More OpenMP Experiments with M4RI
Motivated by a thread on [mpir-dev] I played around with OpenMP again today. The performance does not scale linearly … but hey it scales at all. I guess eventually I’ll have to get serious about this and sit down to make this proper.
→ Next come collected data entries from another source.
PR #22, opened 2019-07-29
MIGENG-157: MA - Reporting - Analysis (Report) List Delete

carlosthe19916:
https://jira.coreos.com/browse/MIGENG-157
added DELETE /report/{id} endpoint:
- When a report does not exist, then it will return 404 status code.
- When a report exists, then it will delete the report.

### DIFF
--- a/src/main/resources/spring/camel-context.xml
+++ b/src/main/resources/spring/camel-context.xml
@@ -67,6 +67,9 @@
                         <when>
                             <simple>${body} != null</simple>
                             <bean ref="analysisService" method="deleteById(${header.id})" />
+                            <setHeader headerName="Exchange.HTTP_RESPONSE_CODE">
+                                <constant>204</constant>
+                            </setHeader>
                         </when>
                         <otherwise>
                             <setHeader headerName="Exchange.HTTP_RESPONSE_CODE">
--- a/src/main/resources/spring/camel-context.xml
+++ b/src/main/resources/spring/camel-context.xml
@@ -68,12 +68,12 @@
                             <simple>${body} != null</simple>
                             <bean ref="analysisService" method="deleteById(${header.id})" />
                             <setHeader headerName="Exchange.HTTP_RESPONSE_CODE">
-                                <constant>204</constant>
+                                <simple resultType="String">${type:javax.servlet.http.HttpServletResponse.SC_NO_CONTENT}</simple>
                             </setHeader>
                         </when>
                         <otherwise>
                             <setHeader headerName="Exchange.HTTP_RESPONSE_CODE">
-                                <constant>404</constant>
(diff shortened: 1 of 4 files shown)


src/main/resources/spring/camel-context.xml
```diff
@@ -59,6 +59,26 @@
...
                 </route>
             </get>
+            <delete uri="/{id}">
+                <description>Delete a report</description>
+                <route id="report-delete">
+                    <bean ref="analysisService" method="findById(${header.id})"/>
+                    <choice>
+                        <when>
+                            <simple>${body} != null</simple>
+                            <bean ref="analysisService" method="deleteById(${header.id})" />
```
mrizzi, line 69: As agreed we could change the approach to return no content and `204` HTTP code (`No Content`) in case the delete request worked successfully.
In this way we are also compliant with [RFC-2616](https://www.w3.org/Protocols/rfc2616/rfc2616-sec9.html#sec9.7)

mrizzi (commented):
Added a comment after we talked about the response format.

src/main/resources/spring/camel-context.xml
carlosthe19916: @mrizzi my last commit should make the endpoint return 204 HTTP code with an empty body. Thanks for noticing this

src/main/resources/spring/camel-context.xml
```diff
@@ -59,6 +59,29 @@
...
+                            <setHeader headerName="Exchange.HTTP_RESPONSE_CODE">
+                                <constant>204</constant>
```
mrizzi: Could you replace this with [`HttpServletResponse.SC_NO_CONTENT`](https://docs.oracle.com/javaee/6/api/javax/servlet/http/HttpServletResponse.html#SC_NO_CONTENT)?

src/main/resources/spring/camel-context.xml
```diff
@@ -59,6 +59,29 @@
...
+                            </setHeader>
+                        </when>
+                        <otherwise>
+                            <setHeader headerName="Exchange.HTTP_RESPONSE_CODE">
+                                <constant>404</constant>
```
mrizzi: Could you replace this with [`HttpServletResponse.SC_NOT_FOUND`](https://docs.oracle.com/javaee/6/api/javax/servlet/http/HttpServletResponse.html#SC_NOT_FOUND)

carlosthe19916: @mrizzi I got your point and you're right it's better to use constants. My last commit changed it

mrizzi (approved):
The code looks good and everything works locally.
Thanks @carlosthe19916 :+1:

PR #23, opened 2019-07-29
MIGENG-148: MA - Reporting - Analysis (Report) List Filtering

carlosthe19916:
add filterText QueryParam to `/report` to allow filtering reports/analysis. I took the chance of removing `summary` query param too.

https://jira.coreos.com/browse/MIGENG-148


mrizzi:
Waiting for https://jira.coreos.com/browse/MIGENG-155 to be implemented before reviewing this PR since we need a real workflow to test this.

src/test/java/org/jboss/xavier/integrations/route/XmlRoutes_RestReportTest.java
```diff
@@ -63,38 +63,62 @@ public void setup() {
...
         camelContext.start();
         camelContext.startRoute("reports-get-all");
-        Map<String, String> variables = new HashMap<>();
-        variables.put("summary", "true");
-        restTemplate.getForEntity(camel_context + "report?summary={summary}", String.class, variables);
+        restTemplate.getForEntity(camel_context + "report", String.class);
 
         //Then
-        verify(analysisService).findReports(0, 10);
+        verify(analysisService).findReports(anyInt(), anyInt());
```
mrizzi: I think we should check that default values (`page="0"` and `size="10"`) for the params are applied in this test

mrizzi (commented):
It works fine: i've just added a comment for a check in one test.

src/test/java/org/jboss/xavier/integrations/route/XmlRoutes_RestReportTest.java
carlosthe19916: My last commit changed anyInt() by static pagination values

mrizzi (approved):
Thanks @carlosthe19916: it looks good to me :+1:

Anyway, here are the timings (on geom.math.washington.edu)
| n | M4RI 1 thread |
PLUQ 1 thread |
M4RI 4 threads |
PLUQ 4 threads |
M4RI 16 threads |
PLUQ 16 threads |
PLUQ 16 threads cutoff=2048 |
|---|---|---|---|---|---|---|---|
| 10,000 | 1.72 | 0.85 | 1.03 | 0.86 | 0.58 | 0.80 | 0.77 |
| 16,384 | 13.75 | 5.76 | 4.78 | 4.23 | |||
| 20,000 | 27.02 | 5.45 | 7.35 | 5.48 | 3.27 | 3.68 | |
| 32,000 | 112.74 | 21.96 | 30.51 | 22.02 | 13.78 | 13.91 | 12.95 |
| 64,000 | 227.80 | 157.03 | 104.94 | 75.95 | 66.54 | ||
| 100,000 | 1078.72 | 429.32 | 869.43 | 596.51 | 428.08 | 260.99 | 231.01 |
For some reason which I don’t understand yet is PLUQ slower for 16,384 than 20,000 on this machine. The code is on bitbucket.